• AIM OF THE EXERCISE:
Restate the records in full, keeping every word as it is.
------
PR #5226, opened 2026-07-12
oauth: keep refreshable sessions in connected apps

### LINKED ISSUE #3998: "Connected apps" only show recent apps
### Steps to Reproduce

1. Authorize some application via oauth2;
2. Wait some time (I'd assume at least an hour, maybe more);
3. Go to https://bsky.social/account;
4. The app you authorized shouldn't be there;
5. Use[/interact with] the app you authorized;
6. It should apppear again in https://bsky.social/account

### Attachments

https://github.com/user-attachments/assets/2c9fc5f2-5fad-4ffd-ac17-506f286de8a7

### What platform(s) does this occur on?

Web (Desktop)

### Device Info

_No response_

### What version of the app are you using?

what ever version bsky.social used at May 11th, 11:16 AM UTC+2

### Additional Information

The "Connected apps" section should not just list the applications that have recently used my account (i.e.: like creating a `app.bsky.feed.like`-record as shown in the video), but rather should list *all* oauth2 applications that have access to my account.

The wording/description on the page (https://bsky.social/account) doesn't clarify this either.

AG0708:
## Summary

- keep refreshable OAuth sessions visible after the current access token expires
- apply the existing public vs. confidential/first-party refresh and session lifetimes before listing sessions
- add focused Vitest coverage for token lifecycle boundaries and client classification

## Root cause

`TokenManager.listAccountTokens()` treated the current access-token expiry as the OAuth-session expiry. Access tokens expire after an hour, while a client with a refresh token can retain access for the applicable refresh and session lifetime. The account UI therefore hid an app until its next token refresh updated `expiresAt`.

The route now cheaply drops expired access-only rows before metadata loading, then classifies the remaining clients and applies the same lifetime calculation used by refresh-grant validation. If current client metadata is unavailable, classification falls back to the stored authentication method so the existing partial-session UI remains useful.

## User impact

Connected Apps continues to show apps that can refresh their credentials, while excluding access-only, refresh-expired, and session-expired entries.

Fixes #3998

## Validation

- `pnpm test` in `packages/oauth/oauth-provider` (16 tests)
- `pnpm build --force`
- `pnpm verify`

### DIFF
--- a/packages/oauth/oauth-provider/src/oauth-provider.ts
+++ b/packages/oauth/oauth-provider/src/oauth-provider.ts
@@ -74,14 +74,7 @@ import {
   type CustomMetadata,
   buildMetadata,
 } from './metadata/build-metadata.js'
-import {
-  AUTHENTICATION_MAX_AGE,
-  CONFIDENTIAL_CLIENT_REFRESH_LIFETIME,
-  CONFIDENTIAL_CLIENT_SESSION_LIFETIME,
-  PUBLIC_CLIENT_REFRESH_LIFETIME,
-  PUBLIC_CLIENT_SESSION_LIFETIME,
-  TOKEN_MAX_AGE,
-} from './oauth-constants.js'
+import { AUTHENTICATION_MAX_AGE, TOKEN_MAX_AGE } from './oauth-constants.js'
 import type { OAuthHooks } from './oauth-hooks.js'
 import {
   type DpopProof,
@@ -102,6 +95,7 @@ import type { AccessTokenPayload } from './signer/access-token-payload.js'
 import { refreshTokenSchema } from './token/refresh-token.js'
 import type { TokenData } from './token/token-data.js'
 import { TokenManager } from './token/token-manager.js'
+import { getOAuthSessionLifetimes } from './token/token-session.js'
 import { type TokenStore, asTokenStore } from './token/token-store.js'
 import { isPARResponseError } from './types/par-response-error.js'
 
@@ -1037,13 +1031,9 @@ export class OAuthProvider extends OAuthVerifier {
     clientAuth: ClientAuth,
     data: TokenData,
   ): Promise<void> {
-    const [sessionLifetime, refreshLifetime] =
-      clientAuth.method !== 'none' || client.info.isFirstParty
-        ? [
-            CONFIDENTIAL_CLIENT_SESSION_LIFETIME,
-            CONFIDENTIAL_CLIENT_REFRESH_LIFETIME,
-          ]
-        : [PUBLIC_CLIENT_SESSION_LIFETIME, PUBLIC_CLIENT_REFRESH_LIFETIME]
+    const [sessionLifetime, refreshLifetime] = getOAuthSessionLifetimes(
+      clientAuth.method !== 'none' || client.info.isFirstParty,
+    )
 
     const sessionAge = Date.now() - data.createdAt.getTime()
     if (sessionAge > sessionLifetime) {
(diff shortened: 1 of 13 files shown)


packages/oauth/oauth-provider/src/router/create-api-middleware.ts
```diff
@@ -505,23 +517,39 @@ export function createApiMiddleware<
...
-        // TokenInfo are stored (see TokenManager#isTokenExpired and
-        // TokenManager#isTokenInactive).
-        const json = tokenInfos.map(({ id, data }): ActiveOAuthSession => {
-          return {
-            tokenId: id,
+        const activeTokenInfos = tokenCandidates.filter((tokenInfo) => {
+          const client = clients.get(tokenInfo.data.clientId)
+          const usesExtendedSessionLifetime = usesExtendedOAuthSessionLifetime(
+            tokenInfo,
+            client && {
```
matthieusieben, line 524: Because `onError` above will swallow errors, a missing `client` is not a sign that the session is "short lived". This is what the previous `@TODO` was trying to capture, and the reason this was not done previously.

The solution should either:
- propagate client load errors (failed API call, not ideal)
- show the session in a "client broken" state
- use the data model to determine session lifetime

But the solution *MUST NOT* show the session as short lived only because metadata were not loaded.

packages/oauth/oauth-provider/src/oauth-provider.ts
```diff
@@ -1037,13 +1031,9 @@ export class OAuthProvider extends OAuthVerifier {
...
-    const [sessionLifetime, refreshLifetime] =
-      clientAuth.method !== 'none' || client.info.isFirstParty
-        ? [
-            CONFIDENTIAL_CLIENT_SESSION_LIFETIME,
-            CONFIDENTIAL_CLIENT_REFRESH_LIFETIME,
-          ]
-        : [PUBLIC_CLIENT_SESSION_LIFETIME, PUBLIC_CLIENT_REFRESH_LIFETIME]
+    const [sessionLifetime, refreshLifetime] = getOAuthSessionLifetimes(
+      clientAuth.method !== 'none' || client.info.isFirstParty,
+    )
```
matthieusieben, line 1036: We can probably replace this with a getter on the `Client` class. Something like:

```suggestion
    const { sessionLifetime, refreshLifetime } = client
```


```ts
export class Client {

  //...


  get isFirstParty(): boolean {
    return this.info.isFirstParty
  }

  get isConfidential(): boolean {
    return this.metadata.token_endpoint_auth_method !== 'none'
  }

  get refreshLifetime() {
    return this.isConfidential || this.isFirstParty
      ? CONFIDENTIAL_CLIENT_REFRESH_LIFETIME
      : PUBLIC_CLIENT_REFRESH_LIFETIME
  }

  get sessionLifetime() {
    return this.isConfidential || this.isFirstParty
      ? CONFIDENTIAL_CLIENT_SESSION_LIFETIME
      : PUBLIC_CLIENT_SESSION_LIFETIME
  }
}
```

Note that we don't really need the `clientAuth` to compute it (the same info is available in the client metadata, as you already did elsewhere).

matthieusieben (changes requested):
Hey, Thank you for contributing here. This is a welcome fix for a long standing issue.

There are still a few things I'd like to see be done differently (see comments).

Also, we should probably rename `CONFIDENTIAL_CLIENT_*_LIFETIME` into `EXTENDED_CLIENT_*_LIFETIME`.

matthieusieben:
Thank you for tracking this. #5273 should fix this issue.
------
• FINAL ANSWER:
PR #5226, opened 2026-07-12
oauth: keep refreshable sessions in connected apps

### LINKED ISSUE #3998: "Connected apps" only show recent apps
### Steps to Reproduce

1. Authorize some application via oauth2;
2. Wait some time (I'd assume at least an hour, maybe more);
3. Go to https://bsky.social/account;
4. The app you authorized shouldn't be there;
5. Use[/interact with] the app you authorized;
6. It should apppear again in https://bsky.social/account

### Attachments

https://github.com/user-attachments/assets/2c9fc5f2-5fad-4ffd-ac17-506f286de8a7

### What platform(s) does this occur on?

Web (Desktop)

### Device Info

_No response_

### What version of the app are you using?

what ever version bsky.social used at May 11th, 11:16 AM UTC+2

### Additional Information

The "Connected apps" section should not just list the applications that have recently used my account (i.e.: like creating a `app.bsky.feed.like`-record as shown in the video), but rather should list *all* oauth2 applications that have access to my account.

The wording/description on the page (https://bsky.social/account) doesn't clarify this either.

AG0708:
## Summary

- keep refreshable OAuth sessions visible after the current access token expires
- apply the existing public vs. confidential/first-party refresh and session lifetimes before listing sessions
- add focused Vitest coverage for token lifecycle boundaries and client classification

## Root cause

`TokenManager.listAccountTokens()` treated the current access-token expiry as the OAuth-session expiry. Access tokens expire after an hour, while a client with a refresh token can retain access for the applicable refresh and session lifetime. The account UI therefore hid an app until its next token refresh updated `expiresAt`.

The route now cheaply drops expired access-only rows before metadata loading, then classifies the remaining clients and applies the same lifetime calculation used by refresh-grant validation. If current client metadata is unavailable, classification falls back to the stored authentication method so the existing partial-session UI remains useful.

## User impact

Connected Apps continues to show apps that can refresh their credentials, while excluding access-only, refresh-expired, and session-expired entries.

Fixes #3998

## Validation

- `pnpm test` in `packages/oauth/oauth-provider` (16 tests)
- `pnpm build --force`
- `pnpm verify`

### DIFF
--- a/packages/oauth/oauth-provider/src/oauth-provider.ts
+++ b/packages/oauth/oauth-provider/src/oauth-provider.ts
@@ -74,14 +74,7 @@ import {
   type CustomMetadata,
   buildMetadata,
 } from './metadata/build-metadata.js'
-import {
-  AUTHENTICATION_MAX_AGE,
-  CONFIDENTIAL_CLIENT_REFRESH_LIFETIME,
-  CONFIDENTIAL_CLIENT_SESSION_LIFETIME,
-  PUBLIC_CLIENT_REFRESH_LIFETIME,
-  PUBLIC_CLIENT_SESSION_LIFETIME,
-  TOKEN_MAX_AGE,
-} from './oauth-constants.js'
+import { AUTHENTICATION_MAX_AGE, TOKEN_MAX_AGE } from './oauth-constants.js'
 import type { OAuthHooks } from './oauth-hooks.js'
 import {
   type DpopProof,
@@ -102,6 +95,7 @@ import type { AccessTokenPayload } from './signer/access-token-payload.js'
 import { refreshTokenSchema } from './token/refresh-token.js'
 import type { TokenData } from './token/token-data.js'
 import { TokenManager } from './token/token-manager.js'
+import { getOAuthSessionLifetimes } from './token/token-session.js'
 import { type TokenStore, asTokenStore } from './token/token-store.js'
 import { isPARResponseError } from './types/par-response-error.js'
 
@@ -1037,13 +1031,9 @@ export class OAuthProvider extends OAuthVerifier {
     clientAuth: ClientAuth,
     data: TokenData,
   ): Promise<void> {
-    const [sessionLifetime, refreshLifetime] =
-      clientAuth.method !== 'none' || client.info.isFirstParty
-        ? [
-            CONFIDENTIAL_CLIENT_SESSION_LIFETIME,
-            CONFIDENTIAL_CLIENT_REFRESH_LIFETIME,
-          ]
-        : [PUBLIC_CLIENT_SESSION_LIFETIME, PUBLIC_CLIENT_REFRESH_LIFETIME]
+    const [sessionLifetime, refreshLifetime] = getOAuthSessionLifetimes(
+      clientAuth.method !== 'none' || client.info.isFirstParty,
+    )
 
     const sessionAge = Date.now() - data.createdAt.getTime()
     if (sessionAge > sessionLifetime) {
(diff shortened: 1 of 13 files shown)


packages/oauth/oauth-provider/src/router/create-api-middleware.ts
```diff
@@ -505,23 +517,39 @@ export function createApiMiddleware<
...
-        // TokenInfo are stored (see TokenManager#isTokenExpired and
-        // TokenManager#isTokenInactive).
-        const json = tokenInfos.map(({ id, data }): ActiveOAuthSession => {
-          return {
-            tokenId: id,
+        const activeTokenInfos = tokenCandidates.filter((tokenInfo) => {
+          const client = clients.get(tokenInfo.data.clientId)
+          const usesExtendedSessionLifetime = usesExtendedOAuthSessionLifetime(
+            tokenInfo,
+            client && {
```
matthieusieben, line 524: Because `onError` above will swallow errors, a missing `client` is not a sign that the session is "short lived". This is what the previous `@TODO` was trying to capture, and the reason this was not done previously.

The solution should either:
- propagate client load errors (failed API call, not ideal)
- show the session in a "client broken" state
- use the data model to determine session lifetime

But the solution *MUST NOT* show the session as short lived only because metadata were not loaded.

packages/oauth/oauth-provider/src/oauth-provider.ts
```diff
@@ -1037,13 +1031,9 @@ export class OAuthProvider extends OAuthVerifier {
...
-    const [sessionLifetime, refreshLifetime] =
-      clientAuth.method !== 'none' || client.info.isFirstParty
-        ? [
-            CONFIDENTIAL_CLIENT_SESSION_LIFETIME,
-            CONFIDENTIAL_CLIENT_REFRESH_LIFETIME,
-          ]
-        : [PUBLIC_CLIENT_SESSION_LIFETIME, PUBLIC_CLIENT_REFRESH_LIFETIME]
+    const [sessionLifetime, refreshLifetime] = getOAuthSessionLifetimes(
+      clientAuth.method !== 'none' || client.info.isFirstParty,
+    )
```
matthieusieben, line 1036: We can probably replace this with a getter on the `Client` class. Something like:

```suggestion
    const { sessionLifetime, refreshLifetime } = client
```


```ts
export class Client {

  //...


  get isFirstParty(): boolean {
    return this.info.isFirstParty
  }

  get isConfidential(): boolean {
    return this.metadata.token_endpoint_auth_method !== 'none'
  }

  get refreshLifetime() {
    return this.isConfidential || this.isFirstParty
      ? CONFIDENTIAL_CLIENT_REFRESH_LIFETIME
      : PUBLIC_CLIENT_REFRESH_LIFETIME
  }

  get sessionLifetime() {
    return this.isConfidential || this.isFirstParty
      ? CONFIDENTIAL_CLIENT_SESSION_LIFETIME
      : PUBLIC_CLIENT_SESSION_LIFETIME
  }
}
```

Note that we don't really need the `clientAuth` to compute it (the same info is available in the client metadata, as you already did elsewhere).

matthieusieben (changes requested):
Hey, Thank you for contributing here. This is a welcome fix for a long standing issue.

There are still a few things I'd like to see be done differently (see comments).

Also, we should probably rename `CONFIDENTIAL_CLIENT_*_LIFETIME` into `EXTENDED_CLIENT_*_LIFETIME`.

matthieusieben:
Thank you for tracking this. #5273 should fix this issue.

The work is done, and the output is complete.